This is a deeply flawed book about a deeply troubled actor who died after accidentally knocking back a toxic cocktail of prescription drugs last year.

Janet Fife-Yeomans, a “respected” journalist according to the book’s blurb, has cobbled together material from magazines, Web sites, newspapers and books plus her own interviews with bit players in the story of Ledger’s brief but incandescent screen career to present a loosely argued biography defined by speculation and insinuation.

Flaw No. 1 is virtually no one close to Ledger agreed to talk to Fife-Yeomans, a reporter with the Daily Telegraph in Sydney. In fact, the actor’s immediate family issued a press release slamming the publication, saying the book contained “gross inaccuracies.”

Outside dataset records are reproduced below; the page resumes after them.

PR #1691, opened 2025-03-04
fix(javareach): parse `/META-INF/services/` correctly

hogo6002:
Parse /META-INF/services/ correctly by handling cases like files defining `class = org.jline.terminal.impl.exec.ExecTerminalProvider` and `sun.io.StandardCodec # Standard codecs for the platform`

### DIFF
--- a/experimental/javareach/cmd/reachable/main.go
+++ b/experimental/javareach/cmd/reachable/main.go
@@ -6,6 +6,7 @@ import (
 	"flag"
 	"fmt"
 	"io"
+	"io/fs"
 	"log/slog"
 	"maps"
 	"os"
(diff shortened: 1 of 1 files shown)


oliverchang:
> Skips directorates within `/META-INF/services/ `.
> 
> `/META-INF/services/` may contain classes within subdirectories (e.g. `/META-INF/services/org/jline/terminal/provider/exec`). These classes will also fail to be located by findClass() later, so just skips them here.

What is inside `services/org/jline/terminal/provider/exec`? Is it a text file? Or .class files?

hogo6002:
> > Skips directorates within `/META-INF/services/ `.
> > `/META-INF/services/` may contain classes within subdirectories (e.g. `/META-INF/services/org/jline/terminal/provider/exec`). These classes will also fail to be located by findClass() later, so just skips them here.
> 
> What is inside `services/org/jline/terminal/provider/exec`? Is it a text file? Or .class files?

It's a text file, but inside defines `class = org.jline.terminal.impl.exec.ExecTerminalProvider`

oliverchang:
> > > Skips directorates within `/META-INF/services/ `.
> > > `/META-INF/services/` may contain classes within subdirectories (e.g. `/META-INF/services/org/jline/terminal/provider/exec`). These classes will also fail to be located by findClass() later, so just skips them here.
> > 
> > 
> > What is inside `services/org/jline/terminal/provider/exec`? Is it a text file? Or .class files?
> 
> It's a text file, but inside defines `class = org.jline.terminal.impl.exec.ExecTerminalProvider`

In that case, the correct behaviour might be to parse this file instead. 

i.e. we do a https://pkg.go.dev/path/filepath#Walk on META-INF/services instead, and handle both the case of a top level file and nested files like these (which seems to have a different format).

However, while I can find documentation on what's already handled (https://docs.oracle.com/javase/8/docs/technotes/guides/sound/programmer_guide/chapter13.html), I can't find anything that documents cases like `services/org/jline/terminal/provider/exec`. which JAR has this? I wonder if it's some custom, non-standard extension.

oliverchang:
Side note: we probably also don't handle this case properly inside META-INF/services/foo.class:

```
sun.io.StandardCodec    # Standard codecs for the platform
```

We only handle the case when a line starts with "#", not when it is inline.

hogo6002:
> However, while I can find documentation on what's already handled (https://docs.oracle.com/javase/8/docs/technotes/guides/jar/jar.html#Service_Provider), I can't find anything that documents cases like `services/org/jline/terminal/provider/exec`. which JAR has this? I wonder if it's some custom, non-standard extension.

I saw three JARs (flix.jar, scio-repl.jar and wallet-cli.jar) have it (`/META-INF/services/org/jline/terminal/provider/`). 
I tried to walk through the directory, but it will still be failed after due to `failed to find class class = org/jline/terminal/impl/exec/ExecTerminalProvider: class not found"`. The class just doesn't not exist under the root.

hogo6002:
Update code to handle special cases, such as `class = org.jline.terminal.impl.exec.ExecTerminalProvider` and `sun.io.StandardCodec    # Standard codecs for the platform`

oliverchang (approved):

The nearest we get to new material are comments from estranged uncles who had little contact with the actor during the decade he spent building an eclectic portfolio of film roles, from teen hit “10 Things I Hate About You” to the two movies for which he will be remembered best, “Brokeback Mountain” and “The Dark Knight.”

Take a look in the Acknowledgements at the end of the book and you’ll find five named sources the author talked to, a paltry number for a 329-page volume.

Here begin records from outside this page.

PR #253, opened 2017-12-05
139 fix security asymmetry

### LINKED ISSUE #139: get_security / set_security asymmetrical
`db.get_security()` seems to return the entire `_security` record as per https://cloudant.com/for-developers/faq/auth/ 

``` js
{
  "_id": "security", 
  "cloudant": {
    "exampleuser1": [
      "_reader", 
      "_writer"
    ]
  }
}
```

however, `db.set_security(x)` does a `POST` to `_security`  with `{ cloudant: x }` 

so, if i'm trying to add user permissions for something, I can't do  `get_security()`, mutate the value with `x.user=['_reader']`, and just call `set_security(x)`. I end up with extra `cloudant: {}` objects in the security record that way.

smithsz:

## What
Fix `get_security`/`set_security` asymmetry.

## Testing
Updates unit tests.

## Issues
Fixes #139.

### DIFF
--- a/cloudant.js
+++ b/cloudant.js
@@ -91,10 +91,21 @@ function Cloudant(options, callback) {
 
    // https://console.bluemix.net/docs/services/Cloudant/api/authorization.html#modifying-permissions
     var set_security = function(permissions, callback) { // eslint-disable-line camelcase
-      var path = '_api/v2/db/' + encodeURIComponent(db) + '/_security';
-      return nano.request({ path: path,
+      var body = permissions;
+      var prefix = '_api/v2/db/'; // use `/_api/v2/<db>/_security` endpoint
+
+      if (permissions['couchdb_auth_only']) {
+        // https://console.bluemix.net/docs/services/Cloudant/api/authorization.html#using-the-_users-database-with-cloudant-nosql-db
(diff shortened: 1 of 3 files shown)


cloudant.js
```diff
@@ -92,9 +92,11 @@ function Cloudant(options, callback) {
    // https://console.bluemix.net/docs/services/Cloudant/api/authorization.html#modifying-permissions
     var set_security = function(permissions, callback) { // eslint-disable-line camelcase
       var path = '_api/v2/db/' + encodeURIComponent(db) + '/_security';
-      return nano.request({ path: path,
+      return nano.request({
+        path: path,
         method: 'put',
-        body: {cloudant: permissions} }, callback);
```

Consequently, the book is a stale regurgitation of uninspiring quotes: “Our love for each other grows” (Ledger on his girlfriend Michelle Williams); “He had so many great friendships” (Australian actress Naomi Watts on Ledger); and “He was a friend who I could call” (actor Martin Henderson on Ledger).

Martin who? Exactly.

Flaw two is the idiotic premise of the book, titled “A Family’s Tale,” that Ledger and the aftermath of his death are in some way defined by an acrimonious bust-up between Ledger’s dad, Kim, and his uncles. To cut a long sub-story short, which Fife-Yeomans should have done in the first place, the uncles discover that Kim has mortgaged the Ledger family estate, built by Heath’s great-grandfather Sir Frank Ledger, a successful businessman, to raise cash for other businesses.

How is this relevant to Heath and his career as an actor? After his death, the executors of his estate listed assets worth only $145,000, even though the actor was clearly a very rich man. The insinuation is that Kim had squirreled his son’s money away, withholding an inheritance due Heath’s daughter Matilda.

This is muckraking at its worst, or best. Ledger’s family is hardly unique if it has had to deal with rows over a dead relative’s estate. It can take years to sort through the holdings of someone who dies unexpectedly at a young age, and to give oxygen to the idea that Ledger’s family might be keeping money from his daughter is unfair given the paucity of evidence.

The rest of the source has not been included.